▸ **Aim of the exercise**
Restate the entries below word for word, omitting nothing.
^^^^^^^^
PR #926, opened 2023-11-03
Updating HTML scrapers to schema based on new site formats

jknndy:
This PR covers ~40 scrapers that have moved over to schema since the original scraper was written. Almost all tests passed with no changes & the 16 that didn't only required changes to the test cases but mostly capitalization & sections of different fields that weren't be captured within the html grab.

No changes to the recipes being covered but these were all tested against the new testhtmls pulled in the recent changes.


jayaddison (approved):
Brilliant!  Much easier to maintain, and we can still adjust individual scrapers back to HTML if-and-when we receive bugreports about them.  Impressive that so many sites are making structured data available :+1:

PR #928, opened 2023-11-04
Adds support for zaubertopf.de

### LINKED ISSUE #927: zaubertopf.de

- [https://www.zaubertopf.de/wikinger-auflauf-monsieur-cuisine/](https://www.zaubertopf.de/wikinger-auflauf-monsieur-cuisine/)

jknndy:
Resolves #927


recipe_scrapers/__init__.py
```diff
@@ -286,6 +286,7 @@
 from .woop import Woop
 from .yemek import Yemek
 from .yummly import Yummly
+from .zaubertopfde import Zaubertopfde
```
jayaddison, line 289: I think we should use the classname `ZauberTopf` for this one; the `.de` in the domain-name isn't intended to be part of the property/publication name.

jayaddison (commented):
Generally looks good to me, thanks @jknndy!  Just the scraper classname to adjust, and then this is ready for merge.

PR #929, opened 2023-11-07
Add scraper for coop.se

henrikolsson:
Adds a scraper for https://www.coop.se/recept/

This site is already listed in README.md but was removed in https://github.com/hhursev/recipe-scrapers/commit/4fef338670142c3b4563f902ded1ade1f8001d0f. Probably due to not working.


recipe_scrapers/coopse.py
```diff
@@ -0,0 +1,110 @@
...
+import requests
+
+from recipe_scrapers._grouping_utils import IngredientGroup
+
+from ._abstract import AbstractScraper
+
+SCRIPT_PATTERN = re.compile('"recipeId":"(?P<recipeId>[0-9]+)"')
+
+
+class CoopSE(AbstractScraper):
```
jayaddison, line 14: Pedantic note: in a previous case (#927) I suggested removing a top-level-domain suffix from the scraper name.  In this case, I think we should keep the `SE` suffix, because coop / co-op exists as a locally-recognized name, referring to different entities, in multiple regions of the world.

recipe_scrapers/coopse.py
```diff
@@ -0,0 +1,110 @@
...
+    def __init__(self, url, proxies=None, timeout=None, *args, **kwargs):
+        super().__init__(url=url, proxies=proxies, timeout=timeout, *args, **kwargs)
+        scripts = self.soup.find_all("script")
+        recipe_id = None
+        for script in scripts:
+            matches = SCRIPT_PATTERN.search(str(script.string))
+            if matches:
+                data = matches.groupdict()
+                recipe_id = data["recipeId"]
+        data_url = f"https://proxy.api.coop.se/external/recipe/recipes/{recipe_id}?api-version=v1"
```
jayaddison, line 24: @henrikolsson from looking at the page, I guess not, but I'll ask anyway to check: there doesn't seem to be a way to retrieve the data for a recipe on coop.se without making an additional HTTP request?

recipe_scrapers/coopse.py
```diff
@@ -0,0 +1,110 @@
...
+                if not pre_preparation == "":
+                    pre_preparation = " {}".format(pre_preparation)
+                name = i["name"]
+                if not quantity == "1" and not pre_preparation == " riven":
+                    name = i["ingredient"]["pluralName"]
+                ingredients.append(
+                    "{}{}{} {}{}".format(
+                        quantity, unit, pre_preparation, name, i["postPreparation"]
+                    )
+                )
```
jayaddison, line 86:
```suggestion
                ingredients.append(
                    f"{quantity}{unit}{pre_preparation} {name}{i['postPreparation']}"
                )
```

recipe_scrapers/coopse.py
```diff
@@ -0,0 +1,110 @@
...
+            timeout=timeout,
+        ).content
+        self.data = json.loads(self.page_data)
+
+    @classmethod
+    def host(cls):
+        return "coop.se"
+
+    def author(self):
+        return self.data["recipeCreator"]
```
jayaddison, line 37: In cases where an author isn't attributed on recipe pages, I think we should generally credit the site owner / publisher -- basically it's to help people figure out where they retrieve a recipe from, if they later want to go back and find out.

Oddly `recipeCreator` seems intended for exactly authorship details, and yet is empty.

```suggestion
    def author(self):
        return "Coop Sverige"
```

recipe_scrapers/coopse.py
```diff
@@ -0,0 +1,110 @@
...
+    def ingredient_groups(self):
+        groups = []
+        for p in self.data["recipePart"]:
+            ingredients = []
+            for i in p["ingredients"]:
+                quantity = i["quantity"]
+                if quantity.endswith(".0"):
+                    quantity = quantity[:-2]
+                unit = i["unit"]
+                if not unit == "":
```
jayaddison, line 74: Nitpick: I think this can be simplified to:

```suggestion
                if unit:
```

(in other words: check the value of `unit` -- which should be a string value -- to see if it is truthy (non-empty), and if so prepend a space to its' contents)

recipe_scrapers/coopse.py
```diff
@@ -0,0 +1,110 @@
...
+        )
+
+    def ratings(self):
+        return self.data["avgRating"]
+
+    def cuisine(self):
+        return None
+
+    def description(self):
+        return self.data["preamble"]
```
jayaddison, line 110: Nitpick: because the `preamble` field can sometimes be empty, and because this library generally indicates an absence-of-value by using the Python `None` value instead of the empty string, I think we should perform a small additional check here:

```suggestion
        return self.data["preamble"] or None
```

What this means is: return the `data['preamble']` value if it is non-empty (truthy), but otherwise return the singleton value `None` so that the caller knows that this recipe does not have a description.

recipe_scrapers/coopse.py
henrikolsson: Yes, I wasn't sure what the convention was. I checked some other coop-sites and unfortunately they used a different system for recipes, so different scrapers would be needed.

recipe_scrapers/coopse.py
henrikolsson: It's a shame we need to do that initial request when all the data is in the JSON. But I haven't found another way.

recipe_scrapers/coopse.py
henrikolsson: That looks much better!

recipe_scrapers/coopse.py
henrikolsson: Much better

recipe_scrapers/coopse.py
henrikolsson: Who knows, maybe they intend to use it in the future..

recipe_scrapers/coopse.py
henrikolsson: That's much clearer

henrikolsson:
Thanks for the review, I don't code Python often so it's easy to miss idiomatic conventions!

recipe_scrapers/coopse.py
jayaddison: Hmm.  Good point.  Perhaps we could make this further adjustment, to provide the static credit as a fallback:

```python
return self.data["recipeCreator"] or "Coop Sverige"
```

It's difficult to say for certain though, without knowing how the value might appear in future.  What do you think?

recipe_scrapers/coopse.py
jayaddison: Ok, no problem - thanks for checking :+1: 

FYI: This means that the scraper may be incompatible with the work-in-progress `v15` branch, where most network requests are removed, and the library operates only on received HTML content.  There's no planned timeline for the release of v15 yet, though.

jayaddison:
A few small lint errors and test expectations to fix up here @henrikolsson - hopefully all fairly straightforward.  I'll take another look through the code again soon, thanks for applying those suggestions.

jknndy (approved):

hhursev (approved):

murtinonline:
🎉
^^^^^^^^
▸ **Reply to the task**
PR #926, opened 2023-11-03
Updating HTML scrapers to schema based on new site formats

jknndy:
This PR covers ~40 scrapers that have moved over to schema since the original scraper was written. Almost all tests passed with no changes & the 16 that didn't only required changes to the test cases but mostly capitalization & sections of different fields that weren't be captured within the html grab.

No changes to the recipes being covered but these were all tested against the new testhtmls pulled in the recent changes.


jayaddison (approved):
Brilliant!  Much easier to maintain, and we can still adjust individual scrapers back to HTML if-and-when we receive bugreports about them.  Impressive that so many sites are making structured data available :+1:

PR #928, opened 2023-11-04
Adds support for zaubertopf.de

### LINKED ISSUE #927: zaubertopf.de

- [https://www.zaubertopf.de/wikinger-auflauf-monsieur-cuisine/](https://www.zaubertopf.de/wikinger-auflauf-monsieur-cuisine/)

jknndy:
Resolves #927


recipe_scrapers/__init__.py
```diff
@@ -286,6 +286,7 @@
 from .woop import Woop
 from .yemek import Yemek
 from .yummly import Yummly
+from .zaubertopfde import Zaubertopfde
```
jayaddison, line 289: I think we should use the classname `ZauberTopf` for this one; the `.de` in the domain-name isn't intended to be part of the property/publication name.

jayaddison (commented):
Generally looks good to me, thanks @jknndy!  Just the scraper classname to adjust, and then this is ready for merge.

PR #929, opened 2023-11-07
Add scraper for coop.se

henrikolsson:
Adds a scraper for https://www.coop.se/recept/

This site is already listed in README.md but was removed in https://github.com/hhursev/recipe-scrapers/commit/4fef338670142c3b4563f902ded1ade1f8001d0f. Probably due to not working.


recipe_scrapers/coopse.py
```diff
@@ -0,0 +1,110 @@
...
+import requests
+
+from recipe_scrapers._grouping_utils import IngredientGroup
+
+from ._abstract import AbstractScraper
+
+SCRIPT_PATTERN = re.compile('"recipeId":"(?P<recipeId>[0-9]+)"')
+
+
+class CoopSE(AbstractScraper):
```
jayaddison, line 14: Pedantic note: in a previous case (#927) I suggested removing a top-level-domain suffix from the scraper name.  In this case, I think we should keep the `SE` suffix, because coop / co-op exists as a locally-recognized name, referring to different entities, in multiple regions of the world.

recipe_scrapers/coopse.py
```diff
@@ -0,0 +1,110 @@
...
+    def __init__(self, url, proxies=None, timeout=None, *args, **kwargs):
+        super().__init__(url=url, proxies=proxies, timeout=timeout, *args, **kwargs)
+        scripts = self.soup.find_all("script")
+        recipe_id = None
+        for script in scripts:
+            matches = SCRIPT_PATTERN.search(str(script.string))
+            if matches:
+                data = matches.groupdict()
+                recipe_id = data["recipeId"]
+        data_url = f"https://proxy.api.coop.se/external/recipe/recipes/{recipe_id}?api-version=v1"
```
jayaddison, line 24: @henrikolsson from looking at the page, I guess not, but I'll ask anyway to check: there doesn't seem to be a way to retrieve the data for a recipe on coop.se without making an additional HTTP request?

recipe_scrapers/coopse.py
```diff
@@ -0,0 +1,110 @@
...
+                if not pre_preparation == "":
+                    pre_preparation = " {}".format(pre_preparation)
+                name = i["name"]
+                if not quantity == "1" and not pre_preparation == " riven":
+                    name = i["ingredient"]["pluralName"]
+                ingredients.append(
+                    "{}{}{} {}{}".format(
+                        quantity, unit, pre_preparation, name, i["postPreparation"]
+                    )
+                )
```
jayaddison, line 86:
```suggestion
                ingredients.append(
                    f"{quantity}{unit}{pre_preparation} {name}{i['postPreparation']}"
                )
```

recipe_scrapers/coopse.py
```diff
@@ -0,0 +1,110 @@
...
+            timeout=timeout,
+        ).content
+        self.data = json.loads(self.page_data)
+
+    @classmethod
+    def host(cls):
+        return "coop.se"
+
+    def author(self):
+        return self.data["recipeCreator"]
```
jayaddison, line 37: In cases where an author isn't attributed on recipe pages, I think we should generally credit the site owner / publisher -- basically it's to help people figure out where they retrieve a recipe from, if they later want to go back and find out.

Oddly `recipeCreator` seems intended for exactly authorship details, and yet is empty.

```suggestion
    def author(self):
        return "Coop Sverige"
```

recipe_scrapers/coopse.py
```diff
@@ -0,0 +1,110 @@
...
+    def ingredient_groups(self):
+        groups = []
+        for p in self.data["recipePart"]:
+            ingredients = []
+            for i in p["ingredients"]:
+                quantity = i["quantity"]
+                if quantity.endswith(".0"):
+                    quantity = quantity[:-2]
+                unit = i["unit"]
+                if not unit == "":
```
jayaddison, line 74: Nitpick: I think this can be simplified to:

```suggestion
                if unit:
```

(in other words: check the value of `unit` -- which should be a string value -- to see if it is truthy (non-empty), and if so prepend a space to its' contents)

recipe_scrapers/coopse.py
```diff
@@ -0,0 +1,110 @@
...
+        )
+
+    def ratings(self):
+        return self.data["avgRating"]
+
+    def cuisine(self):
+        return None
+
+    def description(self):
+        return self.data["preamble"]
```
jayaddison, line 110: Nitpick: because the `preamble` field can sometimes be empty, and because this library generally indicates an absence-of-value by using the Python `None` value instead of the empty string, I think we should perform a small additional check here:

```suggestion
        return self.data["preamble"] or None
```

What this means is: return the `data['preamble']` value if it is non-empty (truthy), but otherwise return the singleton value `None` so that the caller knows that this recipe does not have a description.

recipe_scrapers/coopse.py
henrikolsson: Yes, I wasn't sure what the convention was. I checked some other coop-sites and unfortunately they used a different system for recipes, so different scrapers would be needed.

recipe_scrapers/coopse.py
henrikolsson: It's a shame we need to do that initial request when all the data is in the JSON. But I haven't found another way.

recipe_scrapers/coopse.py
henrikolsson: That looks much better!

recipe_scrapers/coopse.py
henrikolsson: Much better

recipe_scrapers/coopse.py
henrikolsson: Who knows, maybe they intend to use it in the future..

recipe_scrapers/coopse.py
henrikolsson: That's much clearer

henrikolsson:
Thanks for the review, I don't code Python often so it's easy to miss idiomatic conventions!

recipe_scrapers/coopse.py
jayaddison: Hmm.  Good point.  Perhaps we could make this further adjustment, to provide the static credit as a fallback:

```python
return self.data["recipeCreator"] or "Coop Sverige"
```

It's difficult to say for certain though, without knowing how the value might appear in future.  What do you think?

recipe_scrapers/coopse.py
jayaddison: Ok, no problem - thanks for checking :+1: 

FYI: This means that the scraper may be incompatible with the work-in-progress `v15` branch, where most network requests are removed, and the library operates only on received HTML content.  There's no planned timeline for the release of v15 yet, though.

jayaddison:
A few small lint errors and test expectations to fix up here @henrikolsson - hopefully all fairly straightforward.  I'll take another look through the code again soon, thanks for applying those suggestions.

jknndy (approved):

hhursev (approved):

murtinonline:
🎉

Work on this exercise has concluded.